TASK INSTRUCTIONS:
What is needed is an exact transcription of every record.

EXTRACTED RECORDS:
PR #3077, opened 2024-10-25
feat(chore): Update to update to silo 0.3.0, lapis to 0.3.7, fix e2e tests

anna-parker:
resolves #

preview URL: https://fix-e2e.loculus.org/

### Summary

Removee `type: pango_lineage`, also remove `partitionBy` option as this is only a lineage-feature (why?)

### PR Checklist


corneliusroemer:
Do we use that field anywhere? It's only in dummy I think? We could also just drop it there, it doesn't serve much purpose.

fengelniederhammer:
I'm quite sure you can just drop the pango lineage field (or make it a regular field - that's maybe even the better option)

anna-parker:
I tried dropping the type first - but it seems that SILO sees the name as meaning a pango_lineage - so I got the same error. I didn't want to remove the entire field as I think this will mean having to change all e2e tests.

fengelniederhammer:
No, there is no meaning attached to field names in SILO. The SILO database config should look like:
```
    - name: pango_lineage
      type: string
``` 

(`generateIndex: true` is optional).
I'm very sure that this works (from a technical perspective).

fengelniederhammer:
I just read the error message careful enough: 
`partitionBy 'pangoLineage' must be of type STRING and needs 'generateLineageIndex' set`

Simply remove `partitionBy` in that config. That fixes it.

fengelniederhammer:
> @fengelniederhammer what does partitionBy do actually? - it looks like it just splits up the table - so why does it have to be a lineage now?

https://lapis.cov-spectrum.org/open/v2/docs/maintainer-docs/references/database-configuration

It also had to be a lineage before. (Before: `type: pango_lineage`, now: `generateLineageIndex: true`).
It divides the data into partitions.

This provides optimizations:
* It speeds up the queries, because we can process partitions in parallel. 
* We basically sort the data by lineage. Thus similar data is closer together. Thus similar mutations are closer together. That improves compression, because Roaring bitmaps compress better if the they are almost full or almost empty.

kubernetes/loculus/values.yaml
```diff
@@ -1451,7 +1450,7 @@ insecureCookies: false
 bannerMessage: "This is a demonstration environment. It may contain non-accurate test data and should not be used for real-world applications. Data will be deleted regularly."
 additionalHeadHTML: '<script defer data-domain="loculus.org" src="https://plausible.io/js/script.js"></script>'
 images:
-  lapisSilo: "ghcr.io/genspectrum/lapis-silo:0.2.23"
+  lapisSilo: "ghcr.io/genspectrum/lapis-silo:0.3.0"
   lapis: "ghcr.io/genspectrum/lapis:0.3.5"
```
fengelniederhammer, line 1454: You should also update LAPIS (check the README there for which version you need for SILO 0.3 - I think it's 0.3.7)

corneliusroemer:
Progress!

image

corneliusroemer:
image

corneliusroemer:
Ah the problem is that we pass some accept headers and they are used to change the default:

image

The default (if nothing is passed in accept header) is actually still FASTA

corneliusroemer:
Nice, now it works!

image

corneliusroemer (approved):

corneliusroemer (approved):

RESPONSE AREA:
PR #3077, opened 2024-10-25
feat(chore): Update to update to silo 0.3.0, lapis to 0.3.7, fix e2e tests

anna-parker:
resolves #

preview URL: https://fix-e2e.loculus.org/

### Summary

Removee `type: pango_lineage`, also remove `partitionBy` option as this is only a lineage-feature (why?)

### PR Checklist


corneliusroemer:
Do we use that field anywhere? It's only in dummy I think? We could also just drop it there, it doesn't serve much purpose.

fengelniederhammer:
I'm quite sure you can just drop the pango lineage field (or make it a regular field - that's maybe even the better option)

anna-parker:
I tried dropping the type first - but it seems that SILO sees the name as meaning a pango_lineage - so I got the same error. I didn't want to remove the entire field as I think this will mean having to change all e2e tests.

fengelniederhammer:
No, there is no meaning attached to field names in SILO. The SILO database config should look like:
```
    - name: pango_lineage
      type: string
``` 

(`generateIndex: true` is optional).
I'm very sure that this works (from a technical perspective).

fengelniederhammer:
I just read the error message careful enough: 
`partitionBy 'pangoLineage' must be of type STRING and needs 'generateLineageIndex' set`

Simply remove `partitionBy` in that config. That fixes it.

fengelniederhammer:
> @fengelniederhammer what does partitionBy do actually? - it looks like it just splits up the table - so why does it have to be a lineage now?

https://lapis.cov-spectrum.org/open/v2/docs/maintainer-docs/references/database-configuration

It also had to be a lineage before. (Before: `type: pango_lineage`, now: `generateLineageIndex: true`).
It divides the data into partitions.

This provides optimizations:
* It speeds up the queries, because we can process partitions in parallel. 
* We basically sort the data by lineage. Thus similar data is closer together. Thus similar mutations are closer together. That improves compression, because Roaring bitmaps compress better if the they are almost full or almost empty.

kubernetes/loculus/values.yaml
```diff
@@ -1451,7 +1450,7 @@ insecureCookies: false
 bannerMessage: "This is a demonstration environment. It may contain non-accurate test data and should not be used for real-world applications. Data will be deleted regularly."
 additionalHeadHTML: '<script defer data-domain="loculus.org" src="https://plausible.io/js/script.js"></script>'
 images:
-  lapisSilo: "ghcr.io/genspectrum/lapis-silo:0.2.23"
+  lapisSilo: "ghcr.io/genspectrum/lapis-silo:0.3.0"
   lapis: "ghcr.io/genspectrum/lapis:0.3.5"
```
fengelniederhammer, line 1454: You should also update LAPIS (check the README there for which version you need for SILO 0.3 - I think it's 0.3.7)

corneliusroemer:
Progress!

image

corneliusroemer:
image

corneliusroemer:
Ah the problem is that we pass some accept headers and they are used to change the default:

image

The default (if nothing is passed in accept header) is actually still FASTA

corneliusroemer:
Nice, now it works!

image

corneliusroemer (approved):

corneliusroemer (approved):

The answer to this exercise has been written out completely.